Компания брела по каменным плитам среди множества туристов. Гид не мешал спутникам глазеть по сторонам и впитывать атмосферу самого известного города в мире: он лишь останавливался порой и сообщал что-нибудь интересное. Мунин поддерживал разговор; Ева молча шла за руку с Одинцовым, который продолжал о чём-то хмуро думать и подал голос лишь раз, в начале пути, когда гид спросил:
– Что вам хотелось бы увидеть?
– Храм царя Соломона, – искренне ответил Одинцов.
– К сожалению, вы опоздали, – вполне серьёзно сказал гид. – Но Западная стена ждёт вас.
Древняя каменная кладка в центре Иерусалима называется Стеной Плача только в России: для остального мира это Западная стена.

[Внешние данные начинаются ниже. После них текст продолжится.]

PR #2513, opened 2023-03-13
accountant: separate modify_balance into separate module and check er…

conorpp:
* Updates tests in accountant to check for specific errors instead of just that the error occurred.  There were a couple of cases the we weren't getting the error we thought we were, but there no actual bugs.

* Add `accountant` governance message type to rust sdk.

* Changes `ModifyBalance` to be checked only when the "global account" module is used in the governance message.  Otherwise, ModifyBalance can be confused with other defined token bridge governance messages.

* Change guardian to use "global accountant" module for `ModifyBalance`.

* Update wormchain tests since they include accountant.


cosmwasm/contracts/global-accountant/src/contract.rs
```diff
@@ -334,9 +334,21 @@ fn handle_vaa(
...
-        handle_governance_vaa(deps.branch(), info, body.with_payload(govpacket))?
+        let mut module = [0u8; 32];
+        module.clone_from_slice(&body.payload.get()[..32]);
+
+        if let Ok(govpacket) = serde_wormhole::from_slice::<token::GovernancePacket>(body.payload) {
+            handle_token_governance_vaa(deps.branch(), body.with_payload(govpacket))?
+        } else if let Ok(govpacket) =
+            serde_wormhole::from_slice::<accountant_module::GovernancePacket>(body.payload)
+        {
+            handle_accountant_moduleernance_vaa(deps.branch(), info, body.with_payload(govpacket))?
```
evan-gray, line 345: Typo?

evan-gray (dismissed):

sdk/rust/core/src/accountant.rs
```diff
@@ -0,0 +1,424 @@
...
+                                    token_chain,
+                                    token_address,
+                                    kind,
+                                    amount,
+                                    reason,
+                                }
+                            }
+                            v => {
+                                return Err(Error::custom(format_args!(
+                                    "invalid action: {v}, expected one of: 1, 2"
```
hendrikhofstadt, line 317: only expecting 1

sdk/rust/core/src/accountant.rs
```diff
@@ -0,0 +1,424 @@
...
+                        token_chain,
+                        token_address,
+                        kind,
+                        amount,
+                        reason,
+                    }
+                }
+                v => {
+                    return Err(Error::custom(format_args!(
+                        "invalid value {v}, expected one of 1, 2"
```
hendrikhofstadt, line 236: of 1

sdk/rust/core/src/accountant.rs
```diff
@@ -0,0 +1,424 @@
...
+            payload: GovernancePacket {
+                chain: Chain::Solana,
+                action: Action::ModifyBalance {
+                    sequence: 1,
+                    chain_id: 2,
+                    token_chain: 3,
+                    token_address: Address([0x32u8; 32]),
+                    kind: ModificationKind::Add,
+                    amount: Amount([0x31u8; 32]),
+                    reason: "".into(),
```
hendrikhofstadt, line 413: maybe add a reason to the test

cosmwasm/contracts/global-accountant/tests/submit_vaas.rs
```diff
@@ -181,14 +199,19 @@ fn bad_signature() {
...
+    assert_eq!(
+        "generic error: querier contract error: failed to recover verifying key",
+        err.root_cause().to_string().to_lowercase()
+    );
 }
 
 #[test]
 fn non_transfer_message() {
     let (wh, mut contract) = proper_instantiate();
+    register_emitters(&wh, &mut contract, 4);
```
hendrikhofstadt, line 214: why did this work without the registration / why did you add this?

cosmwasm/contracts/global-accountant/tests/chain_registration.rs
```diff
@@ -88,22 +88,30 @@ fn wrong_target() {
...
     body.emitter_chain = Chain::Fantom;
 
     let (_, data) = sign_vaa_body(&wh, body);
-    contract
+    let err = contract
         .submit_vaas(vec![data])
         .expect_err("successfully executed chain registration with non-governance chain");
+
+    // This tries to parse as a normal token bridge vaa and fails.  Not sure how best to differentiate from a governance message.
+    _ = err;
```
hendrikhofstadt, line 114: Why are you explicitly dropping the error and not asserting?

cosmwasm/contracts/global-accountant/tests/chain_registration.rs
```diff
@@ -114,9 +122,12 @@ fn non_governance_emitter() {
     body.emitter_address = Address([0x88; 32]);
 
     let (_, data) = sign_vaa_body(&wh, body);
-    contract
+    let err = contract
         .submit_vaas(vec![data])
         .expect_err("successfully executed chain registration with non-governance emitter");
+
+    // This tries to parse as a normal token bridge vaa and fails.  Not sure how best to differentiate from a governance message.
+    _ = err;
```
hendrikhofstadt, line 130: same here?

cosmwasm/contracts/global-accountant/tests/chain_registration.rs
```diff
@@ -88,22 +88,30 @@ fn wrong_target() {
...
+        err.root_cause().to_string().to_lowercase()
+    );
 }
 
 #[test]
 fn non_governance_chain() {
     let (wh, mut contract) = proper_instantiate();
 
     let mut body = create_vaa_body();
+    body.payload.chain = Chain::Solana;
```
hendrikhofstadt, line 105: why is this required? This tests the emitter chain check.

hendrikhofstadt (changes requested):
See inline comments

bruce-riley (dismissed):
I only reviewed the guardian changes.

node/cmd/guardiand/adminserver.go
```diff
@@ -148,7 +148,7 @@ func tokenBridgeRegisterChain(req *nodev1.BridgeRegisterChain, timestamp time.Ti
 
 // tokenBridgeModifyBalance converts a nodev1.TokenBridgeModifyBalance message to its canonical VAA representation.
 // Returns an error if the data is invalid.
-func tokenBridgeModifyBalance(req *nodev1.BridgeModifyBalance, timestamp time.Time, guardianSetIndex uint32, nonce uint32, sequence uint64) (*vaa.VAA, error) {
+func accountantModifyBalance(req *nodev1.AccountantModifyBalance, timestamp time.Time, guardianSetIndex uint32, nonce uint32, sequence uint64) (*vaa.VAA, error) {
```
panoel, line 151: Please change comment on line 149 to reflect code changes.

cosmwasm/contracts/global-accountant/src/contract.rs
```diff
@@ -334,9 +334,21 @@ fn handle_vaa(
     let mut evt = if body.emitter_chain == Chain::Solana
         && body.emitter_address == wormhole::GOVERNANCE_EMITTER
     {
-        let govpacket = serde_wormhole::from_slice(body.payload)
-            .context("failed to parse governance packet")?;
-        handle_governance_vaa(deps.branch(), info, body.with_payload(govpacket))?
+        let mut module = [0u8; 32];
+        module.clone_from_slice(&body.payload.get()[..32]);
+
+        if let Ok(govpacket) = serde_wormhole::from_slice::<token::GovernancePacket>(body.payload) {
```
a5-pickle, line 340: This might be better written as `match` where the default (`_`) match results in `bail!`.

`if let` is a nice syntax when there aren't other conditions (either match something specific, otherwise do something else).

cosmwasm/contracts/global-accountant/src/contract.rs
```diff
@@ -378,7 +389,22 @@ fn handle_governance_vaa(
...
+}
+
+fn handle_accountant_moduleernance_vaa(
+    deps: DepsMut<WormholeQuery>,
+    info: &MessageInfo,
+    body: Body<accountant_module::GovernancePacket>,
+) -> anyhow::Result<Event> {
+    ensure!(
+        body.payload.chain == Chain::Any || body.payload.chain == Chain::Wormchain,
+        "this governance VAA is for another chain"
```
a5-pickle, line 403: It would be nice if this error message were distinct from `handle_token_governance_vaa` when it checks its governance target chain.

sdk/rust/core/src/token.rs
```diff
@@ -469,28 +369,6 @@ mod governance_packet_impl {
...
-                        token_chain,
-                        token_address,
-                        kind,
-                        amount,
-                        reason,
-                    }
-                }
                 v => {
                     return Err(Error::custom(format_args!(
                         "invalid value: {v}, expected one of 1, 2, 3"
```
a5-pickle, line 374: This needs to change to either "of 1, 2" or the error message should just be `"invalid value: {v}"`.

If the latter is chosen, we can change the same error in _accountant.rs_.

a5-pickle (changes requested):
Reviewed cosmwasm related changes and left comments.

cosmwasm/contracts/global-accountant/src/contract.rs
conorpp: match won't work here since we need to actually call `serde_wormhole::from_slice:` twice.  Once for `token::GovernancePacket` and once for `accountant::GovernancePacket`.

cosmwasm/contracts/global-accountant/tests/chain_registration.rs
conorpp: I think I added this debugging, just removed.

a5-pickle (dismissed):
Out of scope for this PR, but we may want to move more deserialized output checking to the Rust SDK as opposed to the contract.

Because the Rust SDK already checks for the module name in its deserialization of governance messages, we may want to enforce target chain checking in this deserialization, too. Otherwise we should have all the deserialization output checked in the contract.

cosmwasm/contracts/global-accountant/src/contract.rs
```diff
@@ -334,9 +334,15 @@ fn handle_vaa(
     let mut evt = if body.emitter_chain == Chain::Solana
         && body.emitter_address == wormhole::GOVERNANCE_EMITTER
     {
```
jynnantonix, line 336: If we want to still handle the errors from parsing, we could do something like:

```rust
    if body.payload.len() < 32 {
        bail!("governance module missing");
    }
    let module = &body.payload[..32];

    if module == TOKENBRIDGE_MODULE {
        let govpacket = serde_wormhole::from_slice(body.payload)
            .context("failed to parse tokenbridge governance packet")?;
        handle_token_governance_vaa(deps.branch(), body.with_payload(govpacket))
    } else if module == ACCOUNTANT_MODULE {
        let govpacket = serde_wormhole::from_slice(body.payload)
            .context("failed to parse accountant governance packet")?;
        handle_accountant_governance_vaa(deps.branch(), body.with_payload(govpacket))
    } else {
        bail!("unknown governance module")
    }
```

We could export the constants for the tokenbridge and accountant governance modules from the rust SDK.

sdk/rust/core/src/accountant.rs
```diff
@@ -0,0 +1,424 @@
...
+        where
+            D: Deserializer<'de>,
+        {
+            let arr = <[u8; 32]>::deserialize(deserializer)?;
+
+            if arr == MODULE {
+                Ok(Module)
+            } else {
+                Err(Error::custom(
+                    "invalid governance module, expected \"NFTBridge\"",
```
jynnantonix, line 126: nit: "NFTBridge" -> "GlobalAccountant"

jynnantonix (approved):

jynnantonix:
> Out of scope for this PR, but we may want to move more deserialized output checking to the Rust SDK as opposed to the contract.
> 
> Because the Rust SDK already checks for the module name in its deserialization of governance messages, we may want to enforce target chain checking in this deserialization, too. Otherwise we should have all the deserialization output checked in the contract.

I think there's a difference in the 2 types of checks.  The module name of governance messages is checked during deserialization for type-safety reasons.  Tokenbridge governance messages **always** have the tokenbridge governance module prefixed in the serialized payload and anything that has a different prefix is a completely different type and so should not be parsed as a tokenbridge governance action.  This is always true regardless of the context in which the message is deserialized.

On the other hand, most of the other checks depend on the context: if it's a contract on a specific chain we want to check that the target chain matches or if it's off-chain then we may not care about the exact value of the target chain at all (only that it is one of the supported chains).  These are application-safety checks, which is why they are not done during deserialization but afterwards.

Or to put it another way, the wormhole wire format is generally not self-describing except in the case of governance messages, which is why we take advantage of that to provide additional type safety that's not normally possible for other kinds of messages.

So while I'm not opposed to moving more checks into the SDK we should be careful to not mix up application-safety checks with type-safety checks.

hendrikhofstadt (approved):

bruce-riley (dismissed):

cosmwasm/contracts/global-accountant/src/contract.rs
conorpp: extra safe, will add it now.

hendrikhofstadt (approved):

jynnantonix (approved):

bruce-riley (approved):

Путь к ней от Яффских ворот лежал почти по прямой.
– Обратите внимание на здешнюю планировку, – говорил гид. – Не похоже на европейские города, верно? А дело в том, что в Европе большинство жилых домов были построены из дерева. Европейцы страшились пожаров и делали улицы кривыми, чтобы ветер не разносил пламя от одного дома к другому. Но здесь почти сплошь камень, гореть нечему, зато сквозняки спасают от жары.
У жителя имперского Петербурга язык не повернулся бы назвать улицей эту щель между домами. Много веков назад её оставили как проход или проезд, где гружёный верблюд едва не задевал поклажей фасады противоположных домов, а катящаяся за быком арба заставляла встречных нырять в первую попавшуюся лавку, чтобы уберечься от колёс и копыт.

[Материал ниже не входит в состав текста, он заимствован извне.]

PR #2629, opened 2023-04-12
cosmwasm: clean up unused dependencies

nik-suri:
Seems like a lot of dependencies have been copy/pasted — would be good to stop this practice in the future so we avoid any unnecessary compatibility issues, which makes it harder for others to import these libs and build on top of wormhole.

### DIFF
--- a/cosmwasm/Cargo.lock
+++ b/cosmwasm/Cargo.lock
@@ -93,16 +93,6 @@ source = "registry+https://github.com/rust-lang/crates.io-index"
 checksum = "b645a089122eccb6111b4f81cbc1a49f5900ac4666bb93ac027feaecf15607bf"
 
 [[package]]
-name = "bigint"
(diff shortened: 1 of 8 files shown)


jynnantonix (approved):
Thanks for doing this!  Unfortunately, there's no built-in linter to warn about unused deps so we have to periodically clean things up ourselves.

kcsongor (approved):

nik-suri:
@jynnantonix @kcsongor could we integrate `cargo udeps` into the ci pipeline?

jynnantonix:
> @jynnantonix @kcsongor could we integrate `cargo udeps` into the ci pipeline?

It looks like `cargo udeps` requires a nightly toolchain to run.  Adding a whole second toolchain to the CI pipeline just for this seems like a bit much but I don't feel that strongly about it either way.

От дома к дому были натянуты длинные выгоревшие тенты, которые защищали прохожих от солнца. Рытвины покрывали поверхность каменных плит под ногами. Вязкий воздух пропитался ароматами всех мыслимых пряностей – и то справа, то слева налетал вдруг дразнящий запах жареного мяса. Стены домов на высоту больше человеческого роста было не разглядеть за рулонами разноцветных тканей, стопками одежды и выставками местной керамики. От примитивных росписей по традиционной посуде рябило в глазах. Лотки с горами восточных сладостей выглядели памятниками кулинарной изобретательности. Рядом громоздились живописные натюрморты из фруктов. Кальяны всевозможных видов стояли шеренгами, напоминая о местном увлечении, которое в последние годы охватило весь мир. Глаза разбегались от неописуемого многообразия сувениров: десятки лавок и лавочек продавали значки, магниты на холодильник, брелоки для ключей, иконы, открытки, кресты, терновые венцы, кипы, подсвечники, ладанки, карманные издания псалмов, чётки, амулеты, колокольчики, статуэтки, обереги…

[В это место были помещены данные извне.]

PR #2630, opened 2023-04-12
cosmwasm: bump k256 dependency to 0.11

nik-suri:
See https://github.com/RustCrypto/elliptic-curves/blob/master/k256/CHANGELOG.md for changes to the `k256` library from `0.9.4` to `0.11`.

Most notable are:
1. The function renaming of `recover_verify_key_from_digest_bytes => recover_verifying_key_from_digest_bytes`
2. Using the `sec1` crate, which changes the `EncodedPoint` type. The `EncodedPoint` type no longer has a `decompress` method, so we use the affine point conversion: https://github.com/RustCrypto/elliptic-curves/pull/435/files

### DIFF
--- a/cosmwasm/Cargo.lock
+++ b/cosmwasm/Cargo.lock
@@ -194,25 +194,19 @@ checksum = "591ff76ca0691bd91c1b0b5b987e5cf93b21ec810ad96665c5a569c60846dd93"
 
 [[package]]
 name = "const-oid"
-version = "0.6.2"
+version = "0.9.2"
 source = "registry+https://github.com/rust-lang/crates.io-index"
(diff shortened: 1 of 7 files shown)


jynnantonix (approved):
Code change looks good to me but may be good to have someone more familiar with the crypto algorithm to verify the implementation change.

kcsongor (approved):
the code changes check out, I like that the decoding is now more explicit about the affine representation - the failing test is safe to update to the new output (it's an expected failure, which now fails with a slightly more precise error message)

a5-pickle (approved):

kcsongor (approved):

…а над этим пёстрым многообразием висел гул множества голосов, которые продолжали диалоги покупателей с продавцами, звучавшие здесь и сто, и тысячу, и три тысячи лет назад.
Чёток, похожих на свои, Одинцов нигде не увидел, но зацепился взглядом за ювелирный магазин. В сумрак большинства соседних лавок можно было шагнуть прямо с улицы через широкий проём в стене, а магазин отделяло от людского потока освещённое стекло витрины. За стеклом на кроваво-красном бархате сияли перстни, похожие на тот, которым теперь владел Одинцов.